Yes, some systems have 32-bit wrapover issue with LBA addresses and this usually means there is no IO error from physical disk, but we do get logical error from filesystem reads (and zfs is rather good detecting those;). The fact that recreating /boot does fix the issue does support this diagnosis. Of course, this fix does only work so far - we do not really have option to tell zfs where to put the data blocks and when pool is filled up, this workaround will stop working.

Comment 19 Jason W. Bacon freebsd_committer

2023-06-02 12:42:39 UTC

(In reply to Toomas Soome from comment #18)

Yeah, that's why I said "usually".  There were a couple times when I gave up on recreating /boot and just reinstalled.

Question: Is it the size of the individual disks, or the size of the RAID-Z volume that must be within the BIOS limit (which I'm assuming is 2 TB)?

Also supporting your hypothesis: For some more critical installations where  I was using ZFS on a hardware RAID, what I've done is install to a smallish UFS root partitions (e.g. 250 GB) and manually create a zpool on the remaining space after install, moving potentially large mounts like /usr/home to ZFS.  /boot remains on the small UFS partition.  I've never had a problem with this configuration.

I also have a ZFS on root (mirror on 1 TB disks) that has never given me a problem.

Comment 20 Toomas Soome freebsd_committer

2023-06-02 12:52:57 UTC

(In reply to Jason W. Bacon from comment #19)

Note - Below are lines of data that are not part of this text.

PR #1178, opened 2023-11-15
Fix wrong version number in `leftwm/Cargo.toml`

VuiMuich:


adamcstephens:
FYI this won't be sufficient for the nix pacakge. 

```
error: the lock file /build/source/Cargo.lock needs to be updated but --frozen was passed to prevent this
If you want to try to generate the lock file without accessing the network, remove the --frozen flag and use --offline instead.
error: builder for '/nix/store/i2m0zf9g93j37r19dlgq83ifyf69i0hr-leftwm-0.5.0.drv' failed with exit code 101;
```

VuiMuich:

the LBA issue is about the size of the disk. And the best workaround there is to use UEFI because there they do support large disks, large sector size (4k) and new technology (nvme). Otherwise yes, keeping OS pool on separate smaller disk on such system, is also just fine.

Comment 21 Jason W. Bacon freebsd_committer

2023-06-02 13:01:20 UTC

(In reply to Toomas Soome from comment #20)

Note that I did not use a separate disk, just a small partition on the larger disk or RAID volume.  It seems to me that this should work reliably, provided the fixed partition is entirely within the 2 TB boundary.

Comment 22 Toomas Soome freebsd_committer

2023-06-02 13:27:13 UTC

(In reply to Jason W. Bacon from comment #21)
ou, hm. the small partition within 2TB limit should avoid this problem. How large is is actually, btw?

Comment 23 Toomas Soome freebsd_committer

2023-06-02 13:37:21 UTC

(In reply to Toomas Soome from comment #22)
Also, the error you are seeing, 97, is ECKSUM (EINTEGRITY), used with checksum error, and that can be either from read from wrong place or read from correct place, but corrupted data (should be fixed if you have redundancy - mirror or raidz or copies property set > 1).

Comment 24 Jason W. Bacon freebsd_committer

2023-06-02 14:49:46 UTC

(In reply to Toomas Soome from comment #22)

Typically I've used about 250 GB.

Comment 25 Jason W. Bacon freebsd_committer

2023-06-02 14:55:52 UTC

(In reply to Toomas Soome from comment #23)

Thanks for the added info.  I've set the 3 TB drives aside and installed on 3 500 GB drives, RAID-Z 1. I'm torturing the volume now with some hefty scientific data and analyses.  I'll keep the volume nearly full and report back if there are any issues in the future.  I presume if anything bad is going to happen, it will happen following an update that affects /boot.  Hard to tell from previous experience, since I generally only reboot my FreeBSD boxes after a kernel update.

Comment 26 Jason W. Bacon freebsd_committer

2023-06-02 19:34:21 UTC

I wonder if we could add a warning to the installer, such as the following:

===
You are booting from BIOS rather than UEFI, and your root partition is larger than 2 terabytes.  This may work initially, but lead to boot problems later when freebsd-update places blocks of files used in the boot process beyond the 2 TB boundary.
===

I'm assuming there's a simple way to detect whether a system was booted from BIOS or UEFI.